Madame Choi

La Corée au quotidien...

12 juillet 2008

Dokdo - Touche pas à mes îles !

Avant que ce drame ne vienne faire la triste une, les médias coréens se sont fait l’écho d’une publicité publiée récemment sur une page entière du New York Times, intitulé « Le saviez-vous ? » et qui n’est pas sans rappeler celle-ci. Voici en gros ce qu’elle dit :

doyouknow

Depuis 2000 ans,
le bras de mer entre la Corée et le Japon fut appellé « Mer de l’Est. »
Les deux îles de Dok
(Dokdo en coréen – NDT) se trouvent dans la Mer de l’Est et font partie du territoire coréen.
Le gouvernement japonais doit reconnaître ce fait.
Veuillez visiter www.forthenextgeneration.com pour des faits historiques détaillés et plus d’informations concernant la Mer de l’Est et les îles de Dok.

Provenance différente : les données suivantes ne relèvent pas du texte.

Issue #947, opened 2020-09-11
split by rmd puts some footnotes outside "page-inner" div


jtbayly:
I just changed a book to split by rmd instead of section, putting each section into its own file. The output for the bookdown::gitbook version takes each chapter's final section's footnotes and puts them outside the "page-inner" div, thus messing up the footnote styling for that section only. I've tried it on the default and dev versions of bookdown, as well as the packaged version of Pandoc and Pandoc 2.10.1. It's the same all around. 

Here's a simple demonstration book with the problem visible in sections 1.3 and 2.2, but all other sections working fine:
[bd-footnote-problem.zip](https://github.com/rstudio/bookdown/files/5210901/bd-footnote-problem.zip)

If you switch back to split by section and rebuild, the problem disappears.

xfun::session_info('bookdown')
```
R version 4.0.2 (2020-06-22)
Platform: x86_64-apple-darwin17.0 (64-bit)
Running under: macOS Mojave 10.14.6

Locale: en_US.UTF-8 / en_US.UTF-8 / en_US.UTF-8 / C / en_US.UTF-8 / en_US.UTF-8

Package version:
  base64enc_0.1.3 bookdown_0.20.6 digest_0.6.25   evaluate_0.14   glue_1.4.2     
  graphics_4.0.2  grDevices_4.0.2 highr_0.8       htmltools_0.5.0 jsonlite_1.7.1 
  knitr_1.29      magrittr_1.5    markdown_1.1    methods_4.0.2   mime_0.9       
  rlang_0.4.7     rmarkdown_2.3.5 stats_4.0.2     stringi_1.5.3   stringr_1.4.0  
  tinytex_0.25    tools_4.0.2     utils_4.0.2     xfun_0.17       yaml_2.2.1     
```

---

By filing an issue to this repo, I promise that

- [x] I have fully read the issue guide at https://yihui.org/issue/.
- [x] I have provided the necessary information about my issue.
    - If I'm asking a question, I have already asked it on Stack Overflow or RStudio Community, waited for at least 24 hours, and included a link to my question there.
    - If I'm filing a bug report, I have included a minimal, self-contained, and reproducible example, and have also included `xfun::session_info('bookdown')`. I have upgraded all my packages to their latest versions (e.g., R, RStudio, and R packages), and also tried the development version: `remotes::install_github('rstudio/bookdown')`.
    - If I have posted the same issue elsewhere, I have also mentioned it in this issue.
[...]

PR #964, opened 2020-10-04
Custom table of contents

cjdbarlow:
Allows a custom TOC file to be specified in _bookdown.yml, so component rmd files (and the order of) can be specified. This is mutually exclusive with other build options (e.g. rmd_subdir).

An example toc could be:
```
# Main
---
* [Home](index.Rmd)
* [Intro](content/01-intro.Rmd)
	* [Literature](content/02-literature.Rmd)
* [Methods](content/03-method.Rmd)
	* [Applications](content/04-application.Rmd)
		* [Summary](content/05-summary.Rmd)
* [Refs](content/06-references.Rmd)
```

- Warnings will be flagged to console if there are files in the toc that can't be found, or relevant files in the book directory that aren't included in the toc. It has been helpful typo detection.

Additionally, when used in the gitbook style:
- The "headers" (e.g. '#Main') are rendered on their own line in the TOC, and styled differently. This allows blocks of first-level TOC elements to be broken up visually into groups.
- Dividers ('---') can be inserted arbitrarily between TOC elements. Dividers break any indentation/sublists.
- Page names in TOC to be different from the actual page name (the H1 header). The [Name] is used for the TOC, whilst the H1 header on the page is still used on the page.
- Subsections are determined by indentation in the TOC (tab-separated), rather than by #/##/### etc. This means that #/##/### etc can be used for internal page styling, rather than determining TOC components.
- Best results seen/designed for/only tested when _output.yml has toc_depth: 1 and split_by: rmd, but this is not forced - I can see the toc being useful even if the gitbook style isn't used.

Other stuff:
- A 'stubs' folder is also specified, for holding bits of .rmd/.md files that are designed to be included in other files. This meets a criteria of my planned workflow. It affects how warnings are flagged (stubs are ignored), but no other material effects.
- A 'stringr' dependency has been 'added' - as rmarkdown already is dependent I think this is reasonable.


cderv:
Hi @chrisjake, Thanks for your contribution. 

In order to better understand the need of this, as there was no issue opened to discuss this prior to the PR, I am curious about why the classic header 1, header 2, ... structure that is usually reflecting in the TOC does not work for you ? 
Would it be because you want to have separate files for sub chapters ? 

IMO h1 / h2 / h3 represented by #/##/## are meant to structure the content first and not provide styling - there is css for that. 

I am just trying to better understand the problem you aim to solve with this PR before looking at it any further.

Thank you very much.

chrisjake:
Hi @cderv ,
There are two ways I see it being useful for my use case, which is migrating [this gitbook](https://partone.litfl.com/) to bookdown.

1. Separate files as subchapters (as you have said)
    - Allows subchapters to be moved around easily as the design changes (relevant for another project I have)
    - Increases resilience of the system to merge conflicts between multiple authors
    - Easier to manage long books with multiple subchapters
2. Customising the toc with headings (e.g. curriculum, in my example), and dividers

cderv:
> Customising the toc with headings (e.g. curriculum, in my example), and dividers

I think this is equivalent to the already supported special _(PART)_ header (https://bookdown.org/yihui/bookdown/markdown-extensions-by-bookdown.html#special-headers) : Have you tried that already ? 

> Separate files as subchapters (as you have said)

Bookdown is currently design to have one file per header 1 chapter, otherwise it could lead to undesired issues with some features (like https://github.com/rstudio/bookdown/issues/947#issuecomment-692552387). Having the ability to be more free on how to organize the source file is an often asked question, and it is not just a matter of TOC. There is a splitting that happens from the rendered HTML to the multiple files - this is the challenge I think here.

CIMG0150 Depuis que les manuels scolaires au Japon énoncent que les îles de Dok, ou plutôt Takeshima, sont aussi japonaises que Kyushu par exemple, les coréens ont commencé à donner de la voix. Une souveraineté de quatorze siècles contestée suite à une colonisation qui n’a pas durée 40 ans ! On comprend que les coréens en ont gros sur le cœur et pourquoi ils se livrent régulièrement à des manifestations contre cette grossière distorsion de l'histoire. En effet, ce ne sont pas vraiment ces quelques rochers perdus en pleine mer qui ont de l’importance mais le mépris de leur identité et de leur appartenance originelle de la part du Japon qui en revendique la propriété en se basant sur une omission dans le traité de paix de 1951.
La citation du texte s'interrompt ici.